Requirement
Copy every line from the data below in which the string "half" can be found.

Dataset entries
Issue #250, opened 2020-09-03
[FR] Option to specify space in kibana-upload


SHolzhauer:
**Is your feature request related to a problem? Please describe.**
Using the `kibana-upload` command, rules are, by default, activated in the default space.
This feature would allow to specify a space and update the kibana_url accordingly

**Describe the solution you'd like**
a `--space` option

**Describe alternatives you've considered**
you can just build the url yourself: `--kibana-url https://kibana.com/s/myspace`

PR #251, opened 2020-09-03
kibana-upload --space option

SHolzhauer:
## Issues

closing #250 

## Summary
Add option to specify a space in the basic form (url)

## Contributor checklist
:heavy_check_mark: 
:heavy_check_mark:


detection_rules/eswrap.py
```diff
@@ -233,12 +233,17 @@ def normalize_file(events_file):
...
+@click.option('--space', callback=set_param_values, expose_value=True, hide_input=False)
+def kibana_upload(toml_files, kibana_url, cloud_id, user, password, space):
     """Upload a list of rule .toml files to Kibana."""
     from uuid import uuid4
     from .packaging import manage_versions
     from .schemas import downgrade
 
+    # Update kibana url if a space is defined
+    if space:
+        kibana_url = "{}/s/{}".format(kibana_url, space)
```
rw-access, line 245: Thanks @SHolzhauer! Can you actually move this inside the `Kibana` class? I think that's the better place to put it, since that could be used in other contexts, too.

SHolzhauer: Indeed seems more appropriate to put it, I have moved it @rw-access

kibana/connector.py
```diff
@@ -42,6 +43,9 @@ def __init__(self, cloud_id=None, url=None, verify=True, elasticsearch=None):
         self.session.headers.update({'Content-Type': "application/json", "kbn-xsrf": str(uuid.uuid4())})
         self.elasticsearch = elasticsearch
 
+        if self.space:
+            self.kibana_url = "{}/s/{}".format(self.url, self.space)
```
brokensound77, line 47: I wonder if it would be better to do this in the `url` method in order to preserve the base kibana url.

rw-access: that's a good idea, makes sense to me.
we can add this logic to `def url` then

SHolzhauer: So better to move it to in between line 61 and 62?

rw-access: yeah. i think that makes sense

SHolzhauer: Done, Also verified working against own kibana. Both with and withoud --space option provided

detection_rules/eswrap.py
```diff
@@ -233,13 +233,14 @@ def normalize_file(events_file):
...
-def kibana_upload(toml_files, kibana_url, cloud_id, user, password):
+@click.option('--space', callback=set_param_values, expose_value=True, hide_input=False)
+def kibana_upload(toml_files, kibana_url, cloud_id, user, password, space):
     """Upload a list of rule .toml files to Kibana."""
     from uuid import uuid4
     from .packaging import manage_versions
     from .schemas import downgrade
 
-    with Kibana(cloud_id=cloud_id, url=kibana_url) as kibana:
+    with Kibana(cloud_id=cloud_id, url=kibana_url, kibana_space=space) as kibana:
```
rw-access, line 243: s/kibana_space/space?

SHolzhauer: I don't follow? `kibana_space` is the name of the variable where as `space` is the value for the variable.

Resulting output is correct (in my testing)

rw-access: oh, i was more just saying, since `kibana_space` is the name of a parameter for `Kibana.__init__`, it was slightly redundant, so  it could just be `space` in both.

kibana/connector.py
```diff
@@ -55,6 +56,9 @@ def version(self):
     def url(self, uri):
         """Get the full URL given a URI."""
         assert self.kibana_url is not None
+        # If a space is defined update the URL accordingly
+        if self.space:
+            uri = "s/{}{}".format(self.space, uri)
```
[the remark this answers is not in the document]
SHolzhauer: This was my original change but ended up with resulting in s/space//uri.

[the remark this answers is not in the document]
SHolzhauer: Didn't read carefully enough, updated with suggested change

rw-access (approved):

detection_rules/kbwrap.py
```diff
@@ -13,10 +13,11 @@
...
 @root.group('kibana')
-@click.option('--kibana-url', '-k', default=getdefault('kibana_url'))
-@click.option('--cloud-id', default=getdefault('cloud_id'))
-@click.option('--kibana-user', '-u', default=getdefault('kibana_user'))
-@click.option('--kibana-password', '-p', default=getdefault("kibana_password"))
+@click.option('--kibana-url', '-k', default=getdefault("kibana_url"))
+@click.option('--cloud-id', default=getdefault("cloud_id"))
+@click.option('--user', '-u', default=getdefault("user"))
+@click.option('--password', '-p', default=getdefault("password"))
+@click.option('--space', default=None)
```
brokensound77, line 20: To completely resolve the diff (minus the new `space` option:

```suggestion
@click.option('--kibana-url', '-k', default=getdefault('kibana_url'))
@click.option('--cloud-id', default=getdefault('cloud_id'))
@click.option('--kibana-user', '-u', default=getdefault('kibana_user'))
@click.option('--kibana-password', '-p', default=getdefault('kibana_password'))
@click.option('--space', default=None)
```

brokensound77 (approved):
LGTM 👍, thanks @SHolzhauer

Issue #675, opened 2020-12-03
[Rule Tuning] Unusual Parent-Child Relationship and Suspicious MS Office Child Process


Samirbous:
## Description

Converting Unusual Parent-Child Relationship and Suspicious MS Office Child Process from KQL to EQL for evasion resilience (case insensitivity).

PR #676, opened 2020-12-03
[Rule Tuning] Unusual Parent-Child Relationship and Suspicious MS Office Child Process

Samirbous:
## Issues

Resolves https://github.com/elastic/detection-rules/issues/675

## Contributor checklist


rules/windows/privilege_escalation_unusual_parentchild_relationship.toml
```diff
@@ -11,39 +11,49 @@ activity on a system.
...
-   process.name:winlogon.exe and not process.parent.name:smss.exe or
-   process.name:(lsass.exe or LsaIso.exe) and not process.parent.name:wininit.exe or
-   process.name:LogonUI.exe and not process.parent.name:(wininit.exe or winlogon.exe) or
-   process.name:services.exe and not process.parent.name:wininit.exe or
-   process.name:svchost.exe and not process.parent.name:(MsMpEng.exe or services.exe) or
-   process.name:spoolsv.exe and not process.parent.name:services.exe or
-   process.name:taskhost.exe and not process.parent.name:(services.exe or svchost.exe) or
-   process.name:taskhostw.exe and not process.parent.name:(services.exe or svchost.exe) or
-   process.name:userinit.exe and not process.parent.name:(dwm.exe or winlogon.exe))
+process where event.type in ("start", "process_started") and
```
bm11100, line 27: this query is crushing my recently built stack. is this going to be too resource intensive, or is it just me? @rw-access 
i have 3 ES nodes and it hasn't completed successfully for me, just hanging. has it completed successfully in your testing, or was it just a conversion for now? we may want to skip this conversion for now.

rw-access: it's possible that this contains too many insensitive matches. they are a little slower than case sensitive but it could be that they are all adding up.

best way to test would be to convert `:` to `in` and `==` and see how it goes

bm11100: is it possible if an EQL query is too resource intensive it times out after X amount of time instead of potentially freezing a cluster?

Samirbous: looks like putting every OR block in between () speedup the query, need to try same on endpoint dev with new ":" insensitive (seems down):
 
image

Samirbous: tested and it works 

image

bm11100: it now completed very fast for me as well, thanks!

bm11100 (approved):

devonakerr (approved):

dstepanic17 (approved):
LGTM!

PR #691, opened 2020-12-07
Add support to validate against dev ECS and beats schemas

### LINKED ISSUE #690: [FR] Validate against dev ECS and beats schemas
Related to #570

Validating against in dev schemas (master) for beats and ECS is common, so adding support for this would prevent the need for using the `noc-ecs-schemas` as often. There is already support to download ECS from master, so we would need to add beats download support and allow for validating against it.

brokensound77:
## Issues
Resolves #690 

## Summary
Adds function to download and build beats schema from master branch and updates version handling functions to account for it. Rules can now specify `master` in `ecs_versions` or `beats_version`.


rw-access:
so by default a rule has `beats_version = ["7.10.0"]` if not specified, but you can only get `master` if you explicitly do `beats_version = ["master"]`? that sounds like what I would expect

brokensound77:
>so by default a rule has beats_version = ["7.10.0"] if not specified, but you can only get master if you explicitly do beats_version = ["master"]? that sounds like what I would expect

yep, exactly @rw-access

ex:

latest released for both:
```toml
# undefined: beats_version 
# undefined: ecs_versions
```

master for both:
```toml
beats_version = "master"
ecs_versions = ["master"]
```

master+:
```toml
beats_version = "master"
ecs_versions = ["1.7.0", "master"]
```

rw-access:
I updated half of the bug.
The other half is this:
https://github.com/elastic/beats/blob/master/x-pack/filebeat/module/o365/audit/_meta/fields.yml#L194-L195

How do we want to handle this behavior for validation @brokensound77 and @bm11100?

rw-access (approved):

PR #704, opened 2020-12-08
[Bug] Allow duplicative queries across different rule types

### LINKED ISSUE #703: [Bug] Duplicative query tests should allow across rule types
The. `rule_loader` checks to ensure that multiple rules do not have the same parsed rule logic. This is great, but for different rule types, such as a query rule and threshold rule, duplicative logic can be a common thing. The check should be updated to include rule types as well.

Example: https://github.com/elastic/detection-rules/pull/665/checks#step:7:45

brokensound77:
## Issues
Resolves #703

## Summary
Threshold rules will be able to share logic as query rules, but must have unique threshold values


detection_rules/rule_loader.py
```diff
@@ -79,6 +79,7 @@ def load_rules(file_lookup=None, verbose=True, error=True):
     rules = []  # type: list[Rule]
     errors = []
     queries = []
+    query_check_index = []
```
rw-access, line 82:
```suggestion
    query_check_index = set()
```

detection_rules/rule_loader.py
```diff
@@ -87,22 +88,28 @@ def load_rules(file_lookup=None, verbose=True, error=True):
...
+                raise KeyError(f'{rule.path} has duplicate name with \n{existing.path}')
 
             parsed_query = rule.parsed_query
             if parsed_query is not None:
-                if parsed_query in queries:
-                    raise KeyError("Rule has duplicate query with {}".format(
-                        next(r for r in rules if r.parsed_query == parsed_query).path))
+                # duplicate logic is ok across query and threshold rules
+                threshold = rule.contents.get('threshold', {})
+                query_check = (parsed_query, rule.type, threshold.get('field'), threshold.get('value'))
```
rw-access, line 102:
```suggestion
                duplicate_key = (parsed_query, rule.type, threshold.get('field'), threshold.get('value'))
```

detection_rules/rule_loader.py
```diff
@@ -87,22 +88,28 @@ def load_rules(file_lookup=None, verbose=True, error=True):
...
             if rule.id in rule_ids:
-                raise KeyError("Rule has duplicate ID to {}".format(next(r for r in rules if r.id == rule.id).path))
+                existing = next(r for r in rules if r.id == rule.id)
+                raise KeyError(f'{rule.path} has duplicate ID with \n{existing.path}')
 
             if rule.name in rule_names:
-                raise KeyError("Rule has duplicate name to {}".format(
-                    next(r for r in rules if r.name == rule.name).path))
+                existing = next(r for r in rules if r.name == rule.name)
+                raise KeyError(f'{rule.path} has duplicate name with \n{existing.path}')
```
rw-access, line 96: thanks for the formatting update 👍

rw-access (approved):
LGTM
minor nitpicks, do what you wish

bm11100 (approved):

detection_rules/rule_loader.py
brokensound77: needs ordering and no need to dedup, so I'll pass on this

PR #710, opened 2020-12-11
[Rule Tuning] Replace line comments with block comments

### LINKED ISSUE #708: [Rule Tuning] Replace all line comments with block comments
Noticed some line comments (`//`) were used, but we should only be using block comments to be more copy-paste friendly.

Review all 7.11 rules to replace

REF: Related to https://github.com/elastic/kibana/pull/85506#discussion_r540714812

Exercise response
I updated half of the bug.
The other half is this:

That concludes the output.